Life is full of all kinds of trials and tribulations, but I truly believe that God does not give us anything that we cannot handle and that there is a reason for everything; even the most troubling of times.
My wife and I were watching the 1983 movie “Adam”, which was a horrendous tragedy. After, we watched the sequel to that movie and although we were still deeply troubled and saddened by what the Walsh family endured, we saw how many innocent lives were saved and the creation of incredible laws that protect our children today. …A reason for everything, even the most enigmatic events in our lives.
I have learned, personally, that without true understanding we are left to ‘fill in the gaps’ the best way we can. I have learned that without true, humble regret from those that have wronged us or those we love, there can be no forgiveness. I have learned that without forgiveness of others, there can be no closure. Without closure, there can be only resentment, anger and frustration. Anger and resentment are incredibly powerful negative emotions that can only do damage.
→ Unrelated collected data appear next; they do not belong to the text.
PR #1242, opened 2022-03-27
Add some small improvements

psydvl:
# Description
Just some little improvements

## Type of change
- [x] Some non-breaking improvements


mirkobrombin:
Thanks! Is this ready to merge?

psydvl:
It's ready to merge, however, I found that there are alternative things used at the same time 
Like path with f-string and path with os.path.join 
I can replace all f-string with os.path.join 
Should I?

mirkobrombin:
I was already thinking about migrating to path join, I think it's better that way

My family has learned to depend, trust and forgive only those ‘who deserve it’. I guess your post made me wonder if we have the ‘right’ to decide who deserves. It seems a bit hypocritical on our part.
Some things, some events, and the aftermath, just cannot be undone. Its reality, In my humble opinion it is only in acceptance and forgiveness, that you will find the true ability to move on, even if that means ‘forgive and forget.’ You have to do what is right by your husband and children and those extended family members that add joy to your life.
I suspect that this blog reply will not be approved; alas I have not checked your blog in a very long time. However I want to thank you for your post, it gave me insight to your true empathy. I believe that you are a good person, and great mom and you do your best, you always have. Don’t take time for regret, as life is too short. No matter what your faith in God may be, just remember, like your post, that sometimes you look inside before you can see others. Thank you for sharing.
Lastly, it is impossible to not remember your daughter’s birthday (for obvious reasons). We wish her very happy birthday.